- _What you will do_:
Your job with the data below: print everything from the line that holds "- Scoped by" down to the line that holds "While scoping #648", ends included, exactly, and nothing else.

-*-*-

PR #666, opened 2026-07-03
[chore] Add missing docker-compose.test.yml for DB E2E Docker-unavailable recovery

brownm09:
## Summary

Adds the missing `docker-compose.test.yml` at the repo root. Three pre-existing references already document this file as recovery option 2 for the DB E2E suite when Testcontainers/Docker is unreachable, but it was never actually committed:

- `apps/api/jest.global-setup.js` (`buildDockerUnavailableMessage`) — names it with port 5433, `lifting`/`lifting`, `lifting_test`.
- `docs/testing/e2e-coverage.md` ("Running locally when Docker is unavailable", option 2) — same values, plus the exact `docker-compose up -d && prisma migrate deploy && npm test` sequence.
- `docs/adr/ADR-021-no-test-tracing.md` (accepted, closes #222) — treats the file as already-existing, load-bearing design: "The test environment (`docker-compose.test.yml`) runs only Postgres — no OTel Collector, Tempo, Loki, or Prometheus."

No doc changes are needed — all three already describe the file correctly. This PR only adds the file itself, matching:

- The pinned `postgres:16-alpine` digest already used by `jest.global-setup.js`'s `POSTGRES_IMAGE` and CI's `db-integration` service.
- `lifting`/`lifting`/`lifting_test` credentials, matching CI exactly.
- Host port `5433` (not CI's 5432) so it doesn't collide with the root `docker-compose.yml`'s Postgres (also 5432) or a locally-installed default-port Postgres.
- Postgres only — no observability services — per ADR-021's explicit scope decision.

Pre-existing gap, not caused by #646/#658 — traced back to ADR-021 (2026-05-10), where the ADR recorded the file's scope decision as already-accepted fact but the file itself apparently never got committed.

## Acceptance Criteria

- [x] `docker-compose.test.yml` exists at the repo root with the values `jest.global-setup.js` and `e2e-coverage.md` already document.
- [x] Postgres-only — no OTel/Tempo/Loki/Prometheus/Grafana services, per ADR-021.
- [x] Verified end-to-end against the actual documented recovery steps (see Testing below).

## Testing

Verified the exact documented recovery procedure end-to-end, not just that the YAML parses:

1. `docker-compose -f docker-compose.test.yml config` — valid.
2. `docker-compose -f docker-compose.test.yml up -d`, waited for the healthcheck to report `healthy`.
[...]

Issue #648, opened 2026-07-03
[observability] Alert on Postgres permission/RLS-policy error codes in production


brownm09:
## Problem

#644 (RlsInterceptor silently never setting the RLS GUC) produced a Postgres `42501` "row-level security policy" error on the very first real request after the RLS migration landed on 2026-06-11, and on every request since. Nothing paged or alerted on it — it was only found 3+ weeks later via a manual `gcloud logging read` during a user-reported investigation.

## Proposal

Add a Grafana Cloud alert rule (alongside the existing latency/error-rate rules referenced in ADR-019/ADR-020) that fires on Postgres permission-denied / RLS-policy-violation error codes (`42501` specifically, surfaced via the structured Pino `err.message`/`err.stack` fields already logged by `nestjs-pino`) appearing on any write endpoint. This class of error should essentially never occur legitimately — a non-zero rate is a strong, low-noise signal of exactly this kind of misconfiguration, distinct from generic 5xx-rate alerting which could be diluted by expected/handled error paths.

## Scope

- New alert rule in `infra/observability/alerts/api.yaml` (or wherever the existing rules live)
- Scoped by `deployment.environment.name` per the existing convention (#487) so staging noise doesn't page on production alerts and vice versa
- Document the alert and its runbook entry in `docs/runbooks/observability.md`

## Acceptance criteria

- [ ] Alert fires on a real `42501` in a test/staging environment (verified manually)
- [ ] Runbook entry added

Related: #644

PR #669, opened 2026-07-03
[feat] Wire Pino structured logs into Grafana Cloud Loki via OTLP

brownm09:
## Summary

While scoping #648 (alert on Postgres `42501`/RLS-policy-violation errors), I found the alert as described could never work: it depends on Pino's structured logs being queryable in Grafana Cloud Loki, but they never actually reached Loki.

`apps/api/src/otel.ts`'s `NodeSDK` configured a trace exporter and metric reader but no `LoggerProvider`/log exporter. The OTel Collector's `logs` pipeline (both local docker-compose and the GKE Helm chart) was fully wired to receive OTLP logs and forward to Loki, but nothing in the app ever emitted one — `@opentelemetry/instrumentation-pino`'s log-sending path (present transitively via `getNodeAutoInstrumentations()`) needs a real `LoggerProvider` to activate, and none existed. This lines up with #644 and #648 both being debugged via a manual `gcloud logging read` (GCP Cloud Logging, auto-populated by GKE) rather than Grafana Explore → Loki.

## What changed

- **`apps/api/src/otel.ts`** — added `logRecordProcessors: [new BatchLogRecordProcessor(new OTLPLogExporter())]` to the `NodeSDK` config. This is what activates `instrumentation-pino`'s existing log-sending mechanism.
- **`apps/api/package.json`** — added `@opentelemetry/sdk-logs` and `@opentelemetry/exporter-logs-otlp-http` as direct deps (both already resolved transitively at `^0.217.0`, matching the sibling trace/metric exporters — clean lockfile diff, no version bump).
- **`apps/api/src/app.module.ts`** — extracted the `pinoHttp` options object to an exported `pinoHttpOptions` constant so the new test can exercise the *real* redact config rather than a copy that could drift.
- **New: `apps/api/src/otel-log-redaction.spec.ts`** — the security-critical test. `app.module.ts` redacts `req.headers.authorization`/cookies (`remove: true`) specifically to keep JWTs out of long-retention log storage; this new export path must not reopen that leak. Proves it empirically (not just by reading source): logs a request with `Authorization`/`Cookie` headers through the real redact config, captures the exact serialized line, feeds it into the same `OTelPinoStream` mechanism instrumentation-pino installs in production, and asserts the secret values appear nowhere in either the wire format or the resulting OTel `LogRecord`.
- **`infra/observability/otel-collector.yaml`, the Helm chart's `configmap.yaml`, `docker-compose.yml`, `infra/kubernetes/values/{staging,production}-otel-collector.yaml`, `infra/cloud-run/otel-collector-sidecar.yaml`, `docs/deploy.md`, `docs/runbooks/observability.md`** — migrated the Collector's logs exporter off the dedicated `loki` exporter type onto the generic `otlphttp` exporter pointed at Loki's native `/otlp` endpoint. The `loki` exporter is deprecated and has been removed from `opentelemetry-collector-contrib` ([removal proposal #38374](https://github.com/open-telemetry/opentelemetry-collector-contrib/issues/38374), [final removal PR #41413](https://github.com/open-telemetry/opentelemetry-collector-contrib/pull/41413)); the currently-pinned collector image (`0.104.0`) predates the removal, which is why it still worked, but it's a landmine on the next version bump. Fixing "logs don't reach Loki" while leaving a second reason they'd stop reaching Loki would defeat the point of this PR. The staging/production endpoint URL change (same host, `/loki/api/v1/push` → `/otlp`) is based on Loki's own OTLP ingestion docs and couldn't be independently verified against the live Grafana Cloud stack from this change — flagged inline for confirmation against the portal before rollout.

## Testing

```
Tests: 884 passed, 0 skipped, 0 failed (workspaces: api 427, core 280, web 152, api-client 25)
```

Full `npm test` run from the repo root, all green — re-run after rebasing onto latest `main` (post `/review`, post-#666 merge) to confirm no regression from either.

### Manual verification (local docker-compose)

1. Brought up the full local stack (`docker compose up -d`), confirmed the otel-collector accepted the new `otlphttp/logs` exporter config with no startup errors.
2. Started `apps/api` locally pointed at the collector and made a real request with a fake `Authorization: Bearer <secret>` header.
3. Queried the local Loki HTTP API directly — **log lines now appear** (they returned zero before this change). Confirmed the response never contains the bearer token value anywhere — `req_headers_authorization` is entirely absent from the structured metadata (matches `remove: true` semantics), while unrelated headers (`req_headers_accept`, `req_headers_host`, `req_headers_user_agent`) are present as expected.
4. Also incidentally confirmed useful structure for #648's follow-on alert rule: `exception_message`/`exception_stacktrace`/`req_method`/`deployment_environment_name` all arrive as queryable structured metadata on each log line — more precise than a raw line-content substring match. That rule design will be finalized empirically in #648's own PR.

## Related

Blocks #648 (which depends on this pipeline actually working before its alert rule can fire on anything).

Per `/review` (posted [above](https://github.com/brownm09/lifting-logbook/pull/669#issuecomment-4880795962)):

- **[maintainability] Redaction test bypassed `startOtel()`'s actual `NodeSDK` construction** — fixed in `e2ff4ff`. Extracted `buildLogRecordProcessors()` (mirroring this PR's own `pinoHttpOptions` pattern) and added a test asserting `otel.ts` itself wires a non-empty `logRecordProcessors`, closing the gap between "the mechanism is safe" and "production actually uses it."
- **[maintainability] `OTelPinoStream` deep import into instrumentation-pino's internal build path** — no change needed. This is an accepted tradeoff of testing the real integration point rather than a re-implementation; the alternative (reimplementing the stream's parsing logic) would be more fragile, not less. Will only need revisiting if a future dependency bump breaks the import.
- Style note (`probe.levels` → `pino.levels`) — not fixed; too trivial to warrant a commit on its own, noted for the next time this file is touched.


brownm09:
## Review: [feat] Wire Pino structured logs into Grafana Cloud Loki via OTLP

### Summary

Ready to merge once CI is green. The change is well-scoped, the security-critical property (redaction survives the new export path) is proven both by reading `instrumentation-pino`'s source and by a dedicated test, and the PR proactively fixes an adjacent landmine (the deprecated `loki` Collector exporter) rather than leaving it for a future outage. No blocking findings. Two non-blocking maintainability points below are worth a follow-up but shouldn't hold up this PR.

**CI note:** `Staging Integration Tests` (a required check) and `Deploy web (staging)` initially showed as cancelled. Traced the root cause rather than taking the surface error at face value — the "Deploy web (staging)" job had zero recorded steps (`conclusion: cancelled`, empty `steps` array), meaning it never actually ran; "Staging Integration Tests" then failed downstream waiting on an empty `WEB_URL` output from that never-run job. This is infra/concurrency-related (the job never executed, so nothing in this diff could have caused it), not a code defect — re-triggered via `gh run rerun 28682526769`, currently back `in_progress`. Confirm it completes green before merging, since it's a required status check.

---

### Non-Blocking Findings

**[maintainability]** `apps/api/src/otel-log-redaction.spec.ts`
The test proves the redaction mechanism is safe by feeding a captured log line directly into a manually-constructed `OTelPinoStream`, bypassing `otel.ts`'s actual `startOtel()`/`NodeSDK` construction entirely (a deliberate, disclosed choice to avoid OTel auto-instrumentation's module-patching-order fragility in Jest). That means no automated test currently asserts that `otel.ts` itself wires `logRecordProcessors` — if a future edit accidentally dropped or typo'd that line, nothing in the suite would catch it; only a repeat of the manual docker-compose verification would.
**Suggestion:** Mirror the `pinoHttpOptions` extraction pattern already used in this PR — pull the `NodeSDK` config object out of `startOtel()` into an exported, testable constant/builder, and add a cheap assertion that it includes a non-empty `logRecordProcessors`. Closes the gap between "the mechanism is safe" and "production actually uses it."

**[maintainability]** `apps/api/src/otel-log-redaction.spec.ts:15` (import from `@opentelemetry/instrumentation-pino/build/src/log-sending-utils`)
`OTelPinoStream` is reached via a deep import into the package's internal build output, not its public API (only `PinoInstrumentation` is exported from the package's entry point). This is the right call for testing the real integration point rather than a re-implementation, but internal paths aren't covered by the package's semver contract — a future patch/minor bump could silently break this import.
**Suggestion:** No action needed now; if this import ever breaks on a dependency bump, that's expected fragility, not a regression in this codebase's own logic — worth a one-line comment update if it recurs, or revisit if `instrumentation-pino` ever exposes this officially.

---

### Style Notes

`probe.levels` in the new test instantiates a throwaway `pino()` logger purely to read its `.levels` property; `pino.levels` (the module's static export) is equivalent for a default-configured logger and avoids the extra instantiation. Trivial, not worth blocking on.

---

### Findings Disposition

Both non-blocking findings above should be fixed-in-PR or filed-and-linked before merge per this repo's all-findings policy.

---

-*-*-

- _Solution below_:
- Scoped by `deployment.environment.name` per the existing convention (#487) so staging noise doesn't page on production alerts and vice versa
- Document the alert and its runbook entry in `docs/runbooks/observability.md`

## Acceptance criteria

- [ ] Alert fires on a real `42501` in a test/staging environment (verified manually)
- [ ] Runbook entry added

Related: #644

PR #669, opened 2026-07-03
[feat] Wire Pino structured logs into Grafana Cloud Loki via OTLP

brownm09:
## Summary

While scoping #648 (alert on Postgres `42501`/RLS-policy-violation errors), I found the alert as described could never work: it depends on Pino's structured logs being queryable in Grafana Cloud Loki, but they never actually reached Loki.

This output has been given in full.